Task goal:
Throughout the listing below, show every line in which "bottom" occurs.
------ Working data
PR #3489, opened 2026-07-07
[Enhancement] Adding Search Bar to Queue

fallenreaper:
Task:
- Add the ability to filter the queue in scenarios where you have queues longer than a few pages.

Purpose:
- The ability to see where something is in the queue.  Ease of finding so you could move it up or down in the overall list.

What Happens:
- There currently is no search or filter mechanism to understand what is where for longer queues.

What Should Happen
- When a user supplies a query param, it will be used to filter the existing queue to confirm it is in the list.  The desired end state exists the same, where you could move it to the top or bottom, or conduct all normal actions.


Safihre:
?? We already have a search bar? It's at the bottom left. Your AI just moved it...

fallenreaper:
Closing.  Found the search bar.   Was not in an intuitive location.   I am used to search bars appearing that the top of lists and not at bottom.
------------
Response:
- When a user supplies a query param, it will be used to filter the existing queue to confirm it is in the list.  The desired end state exists the same, where you could move it to the top or bottom, or conduct all normal actions.
?? We already have a search bar? It's at the bottom left. Your AI just moved it...
Closing.  Found the search bar.   Was not in an intuitive location.   I am used to search bars appearing that the top of lists and not at bottom.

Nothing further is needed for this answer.